Plant datasets surfaced via NDE
- GSE102404 — Artemisia argyi transcriptome naming HMGR, MVD, DXS, DXR, HDS, HDR
- GSE175645, GSE28539, GSE121523, GSE121831 — Taxus taxoid / paclitaxel biosynthesis (incl. female-specific MYB-bHLH regulation)
- GSE103181 — Crocus sativus apocarotenoid biosynthesis: 41 pathway genes + 5 TF hubs
- GSE120135, GSE96954 — maize / Isodon diterpenoid defense pathways (kauralexin, kaurene synthase-like)
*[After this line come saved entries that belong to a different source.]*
PR #2934, opened 2026-03-05
t2929: Fix config-helper.sh _jsonc_get discards false values

### LINKED ISSUE #2929: bug: config-helper.sh _jsonc_get discards false values — boolean configs cannot be set to false
## Summary

The `_jsonc_get()` function in `config-helper.sh` uses `jq` with the `// empty` alternative operator, which treats `false` as falsy. This means any boolean config set to `false` in `config.jsonc` is silently discarded, and the default value (typically `true`) is returned instead.

**You cannot disable any feature via the JSONC config system.** The only working override is environment variables.

## Root cause

`config-helper.sh` line in `_jsonc_get()`:

```bash
value=$(echo "$merged" | jq -r --arg p "$dotpath" 'getpath($p | split(".")) // empty' 2>/dev/null)
```

In jq, `//` is the alternative operator. `false // empty` returns `empty` because `false` is falsy in jq. The empty string then triggers the default fallback in the bash code.

## Reproduction

```bash
# Set supervisor_pulse to false
~/.aidevops/agents/scripts/config-helper.sh set orchestration.supervisor_pulse false

# Verify the file is correct
cat ~/.config/aidevops/config.jsonc
# Shows: "supervisor_pulse": false  ← correct

# Verify merge is correct
source ~/.aidevops/agents/scripts/config-helper.sh
_get_merged_config | jq .orchestration
# Shows: "supervisor_pulse": false  ← correct

# But config_get returns the default instead
config_get orchestration.supervisor_pulse "UNSET"
# Returns: UNSET  ← wrong, should return "false"

# So is_feature_enabled falls through to the default (true)
is_feature_enabled supervisor_pulse && echo ENABLED || echo DISABLED
# Returns: ENABLED  ← wrong
```

## Fix

Replace `// empty` with a null-only check. For example:

```jq
getpath($p | split(".")) | if . == null then empty else . end
```

Or handle it in the bash wrapper:

```bash
value=$(echo "$merged" | jq --arg p "$dotpath" 'getpath($p | split("."))' 2>/dev/null)
if [[ "$value" == "null" || -z "$value" ]]; then
    echo "$default"
else
    echo "$value" | jq -r '.'
fi
```

## Impact

Every boolean config that defaults to `true` cannot be set to `false` via the config file. This affects `supervisor_pulse`, `auto_update`, `repo_sync`, `hooks_enabled`, and every other boolean toggle in the defaults. The env var override path (`AIDEVOPS_SUPERVISOR_PULSE=false`) works because it bypasses `_jsonc_get()` entirely.

Discovered while investigating #2926 — user set `supervisor_pulse: false` in config.jsonc but the pulse block in setup.sh still activated.

marcusquinn:
## Summary

- Replace jq `// empty` alternative operator with explicit null checks in bash across 5 locations in `config-helper.sh`
- `false` and `0` values are now correctly preserved instead of being silently discarded and replaced with defaults
- Boolean configs (e.g., `supervisor_pulse: false`) can now be disabled via `config.jsonc` as intended

## Root Cause

jq's `//` (alternative) operator treats both `null` and `false` as falsy. So `false // empty` returns `empty`, which becomes an empty string in bash, triggering the default fallback. This affected `_jsonc_get`, `_jsonc_get_raw`, `cmd_list`, and `cmd_set`.

## Fix

Get the raw JSON value (without `-r` or `// empty`), check for literal `"null"` string in bash, then render with `jq -r '.'` only for non-null values. This correctly distinguishes `null` (key absent) from `false`/`0` (key present with falsy value).

## Verification

Tested all paths: `_jsonc_get`, `_jsonc_get_raw`, `config_get`, `config_enabled`, `is_feature_enabled` — all correctly return `false` for false values and fall through to defaults only for absent keys. ShellCheck clean (no new violations).

Closes #2929

## Summary by CodeRabbit

* **Bug Fixes**
  * Improved configuration value handling to correctly distinguish between absent settings and explicit falsy values (false, 0), enhancing reliability of configuration retrieval and defaults.

### DIFF
--- a/.agents/scripts/config-helper.sh
+++ b/.agents/scripts/config-helper.sh
@@ -233,13 +233,17 @@ _jsonc_get() {
 	merged=$(_get_merged_config)
 
 	# Use jq --arg to safely pass dotpath (no shell interpolation into filter)
-	local value
-	value=$(echo "$merged" | jq -r --arg p "$dotpath" 'getpath($p | split(".")) // empty' 2>/dev/null) || value=""
+	# NOTE: We must NOT use jq's `// empty` alternative operator here because
+	# it treats `false` and `null` the same (both are falsy in jq). Instead,
+	# get the raw JSON value and check for null explicitly in bash.
+	local raw_value
+	raw_value=$(echo "$merged" | jq --arg p "$dotpath" 'getpath($p | split("."))' 2>/dev/null) || raw_value="null"
 
-	if [[ -n "$value" && "$value" != "null" ]]; then
-		echo "$value"
-	else
+	if [[ "$raw_value" == "null" ]]; then
 		echo "$default"
+	else
+		# Use jq -r to strip quotes from strings; booleans/numbers pass through as-is
+		echo "$raw_value" | jq -r '.'
 	fi
 	return 0
 }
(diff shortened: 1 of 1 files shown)


marcusquinn:
Closing — this PR fixes the same bug as #2931 which was merged first. Issue #2929 is now resolved. PR #2934 has merge conflicts as a result of #2931 landing.

PR #2918, opened 2026-03-05
GH#2915: fix ShellCheck memory explosion from language server (11 GB RSS, kernel panics)

marcusquinn:
## Summary

- **Root cause**: bash language server hardcodes `--external-sources` in every ShellCheck invocation. With 463 cross-sourcing scripts, this causes exponential AST expansion (11 GB RSS, kernel panics)
- **Fix**: ShellCheck wrapper script strips `--external-sources`; memory monitor auto-kills runaway processes; setup.sh deploys and configures automatically
- **Activation**: `setup.sh` / `aidevops update` sets `SHELLCHECK_PATH` via `launchctl setenv` (macOS GUI) + shell rc files (all terminals)

## Changes

| File | What |
|------|------|
| `.agents/scripts/shellcheck-wrapper.sh` | **Root cause fix** — strips `--external-sources`, enforces ulimit, finds real shellcheck on PATH |
| `.agents/scripts/.shellcheckrc` | Secondary defense — `external-sources=false` for direct file invocations |
| `.agents/scripts/memory-pressure-monitor.sh` | Safety net — auto-kills ShellCheck at >4 GB RSS or >10 min runtime |
| `setup-modules/shell-env.sh` | New `setup_shellcheck_wrapper()` — configures SHELLCHECK_PATH cross-shell |
| `setup.sh` | Calls `setup_shellcheck_wrapper()` in both interactive and non-interactive modes |

## Verification

- Wrapper tested: exact language server invocation pattern completes instantly (was timing out at 10s+)
- ShellCheck clean on all modified scripts
- All 28 memory-pressure-monitor tests pass
- `--status` and `--help` output updated with auto-kill documentation

## Post-merge

After merge, run `aidevops update` (or `./setup.sh`) to deploy the wrapper and set `SHELLCHECK_PATH`. Restart terminal/OpenCode for the env var to take effect.

Closes #2915

PR #2937, opened 2026-03-05
fix: write SHELLCHECK_PATH to .zshenv for non-interactive shell coverage

marcusquinn:
## Summary

- Fixes the recurring shellcheck memory explosion (17.8 GB across 73 processes today) by writing `SHELLCHECK_PATH` to `~/.zshenv` in addition to `.zshrc`
- `.zshenv` is sourced by ALL zsh processes (interactive and non-interactive), ensuring the shellcheck-wrapper is visible to OpenCode's bash-language-server child processes

## Problem

PR #2918 (GH#2915) added `shellcheck-wrapper.sh` and configured `SHELLCHECK_PATH` in `.zshrc` and `.bash_profile`. But `.zshrc` is only sourced for **interactive** shells. OpenCode spawns `bash-language-server` as a non-interactive child process, so `SHELLCHECK_PATH` was never set — the wrapper was completely bypassed.

The bash-language-server hardcodes `--external-sources` in every shellcheck invocation. Without the wrapper stripping this flag, shellcheck follows all `source` directives recursively across 460+ scripts, causing exponential memory growth per invocation.

## Fix

Add `.zshenv` as Layer 2 in `setup_shellcheck_wrapper()`:
1. **launchctl setenv** (macOS) — GUI-launched apps (current boot only)
2. **`.zshenv`** — ALL zsh processes including non-interactive (persists across reboots) **[NEW]**
3. **Shell rc files** (.zshrc, .bash_profile) — interactive terminals

## Related

- Closes the gap left by PR #2918
- Filed upstream: https://github.com/anomalyco/opencode/issues/16209

### DIFF
--- a/setup-modules/shell-env.sh
+++ b/setup-modules/shell-env.sh
@@ -463,8 +463,13 @@ add_local_bin_to_path() {
 # in every ShellCheck invocation, causing exponential memory growth (11 GB+)
 # when source chains span 463+ scripts. The wrapper intercepts this.
 #
-# Uses launchctl setenv (macOS) for GUI-launched apps + shell rc for terminals.
-# This ensures all processes — regardless of shell — see the wrapper.
+# Three layers ensure all processes see the wrapper:
+#   1. launchctl setenv (macOS) — GUI-launched apps (current boot only)
+#   2. .zshenv — ALL zsh processes including non-interactive (persists)
+#   3. Shell rc files (.zshrc, .bash_profile) — interactive terminals
+# Layer 2 is critical: opencode spawns bash-language-server as a non-interactive
+# child process. .zshrc is NOT sourced for non-interactive shells, so without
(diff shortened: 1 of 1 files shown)


marcusquinn:
@coderabbitai review

marcusquinn:
**Follow-up: root cause removed in PR #2939**

This PR fixed the .zshenv path for non-interactive shells. PR #2939 goes further — removes `source-path=SCRIPTDIR` from `.shellcheckrc` entirely and disables SC1091 globally. Even if the wrapper is bypassed, there's nothing to explode now.

**Upstream hazard note:** The bash-language-server still hardcodes `--external-sources` — other opencode/shellcheck users with `source-path` in their `.shellcheckrc` will hit the same issue. See [anomalyco/opencode#16209](https://github.com/anomalyco/opencode/issues/16209).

- GSE243419 — single-cell RNA-seq of cotton secretory glandular cells
- GSE109299 / GSE109303 / GSE288025 / GSE287659 — rice diterpenoid phytoalexin biosynthesis
Microbial / host-engineering datasets
- GSE102672 — IPP toxicity in isoprenoid-producing E. coli; RNA-seq + proteomics through onset and recovery, with PMK reduction implicated as a recovery mechanism
- GSE84255 — balancing IspG / IspH to reduce toxic HMBPP accumulation in E. coli
- GSE29267, GSE30403 — FPP toxicity in E. coli (LB and M9), showing rescue by channeling FPP into product
- GSE34665 — D-limonene response in S. cerevisiae(monoterpene tolerance)
- GSE225783 — taxadiene-producing S. cerevisiae evolved for oxidative robustness
- GSE10712 — Aspergillus nidulans response to farnesol (fungal isoprenoid-alcohol stress)
A starting candidate panel
Combining the discovery layers gives a first-pass plant and microbial terpene engineering panel organized in three modules:
Core precursor-supply module
HMGR / HMG1 / HMG2, MVD, DXS, DXR, HDS, HDR, IDI1 / IDI2, FDPS / ERG20, GGPS1
Product-branch module (pick by target class)
- Taxoid / taxane: Taxus datasets (GSE175645, GSE28539, GSE121523, GSE121831) plus the taxadiene yeast adaptation set (GSE225783)
- Defense diterpene: maize and Isodon (GSE120135, GSE96954) for kaurene/kauralexin scaffolds and recruited P450 chemistry
- Carotenoid / apocarotenoid: Crocus, cotton single cell, Arabidopsis (GSE103181, GSE243419), driving PSY/LCYB and downstream regulators
Host-hardening module
- PMK balancing from IPP toxicity (GSE102672)
- IspG / IspH balancing from HMBPP accumulation (GSE84255)
- FPP-to-product sink logic (GSE29267, GSE30403)
- Monoterpene tolerance programs (GSE34665)
- Oxidative robustness in taxadiene yeast (GSE225783)
Suggested ranking
A practical priority score combines pathway centrality (precursor-supply outranks peripheral responders), plant and microbial evidence (Arabidopsis, Taxus, Artemisia, maize, yeast, E. coli), dataset richness (multi-omics, perturbation, time course over static single-condition), and engineering transferability (microbial toxicity / tolerance gets extra weight because it de-risks host design).
Bottom line
The proto-OKN environment supports the scenario, but the most effective execution splits the work across layers: ontology terms define the terpene biology space, the expression KGs confirm plant and microbial coverage and candidate-gene presence, and the NDE/WOBD metadata layer carries the plant and microbial datasets that make engineering decisions defensible. The natural next step is a ranked candidate table with graph-specific query templates for one terpene class — taxanes, carotenoid/apocarotenoids, or defense diterpenes.